Check Frozen Cell Stocks Before Transfer to Liquid Nitrogen
After freezing cells at −80°C, it is prudent to thaw one cryovial to verify the viability and sterility of the cell stock before transferring the remaining vials to liquid nitrogen for long-term storage. Prolonged storage at −80°C can negatively impact cell health, so transferring cells to liquid nitrogen should occur as soon as these checks are completed. This verification step ensures that only viable, uncontaminated cells are stored long-term, reducing the risk of experimental setbacks due to compromised cell stocks.
Store Cells in the Vapor Phase of Liquid Nitrogen
For long-term storage, cells should be kept in the vapor phase of liquid nitrogen to prevent liquid from entering the cryovials. Liquid infiltration can lead to contamination or cause vials to fail as the liquid expands during thawing. Storing cells in the vapor phase maintains their integrity and ensures they remain viable for future use, thereby safeguarding the quality of the cell stock for ongoing and future experiments.

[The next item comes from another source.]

Issue #222, opened 2020-08-05
Capture Window not working correctly on Primary Monitor only


Simpuhl:
This GitHub repository is for developers, if you want to report a bug for Greenshot as a user please do so in our JIRA issue system here: https://greenshot.atlassian.net/projects/BUGS/issues/filter=allopenissues

**Describe the bug**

Ensure Cells Remain Frozen Prior to Thawing for Use
To avoid compromising cell viability, cryopreserved cells must remain frozen during transport from liquid nitrogen storage to the laboratory. Using dry ice or a liquid nitrogen container is essential, particularly for long-distance or extended transport, as transferring cells on wet ice can result in partial thawing and cell damage. Maintaining a consistently frozen state during transport ensures that cells are in optimal condition when they are ready to be thawed for experimental use.
Thaw Cells Quickly
Rapid thawing is critical to preserving cell viability during the thawing process. Upon removal from liquid nitrogen, cryovials should be immediately placed in a 37°C water bath and thawed until the contents are just liquefied. The thawed cells should then be promptly transferred to a large volume of pre-warmed growth medium, with more sensitive cell types, such as stem cells or primary cells, added dropwise to minimize stress. While some cell types may benefit from centrifugation to remove the cryoprotectant before resuspension and plating in a culture flask, others recover better when transferred directly to a flask, with the medium changed the following day to eliminate residual cryoprotectant. This gentler approach reduces cellular stress and enhances recovery.
Confirm That Recently Thawed Cells Are Healthy
After thawing, a quick visual inspection can provide an initial assessment of cell health, such as verifying that adherent cells have attached to the culture flask. This observation should be followed by a viability check during the first passage to confirm that the cells are healthy and behaving normally. These evaluations ensure that the thawed cells are suitable for experimental use and maintain the integrity of the cell line, supporting reliable and reproducible research outcomes.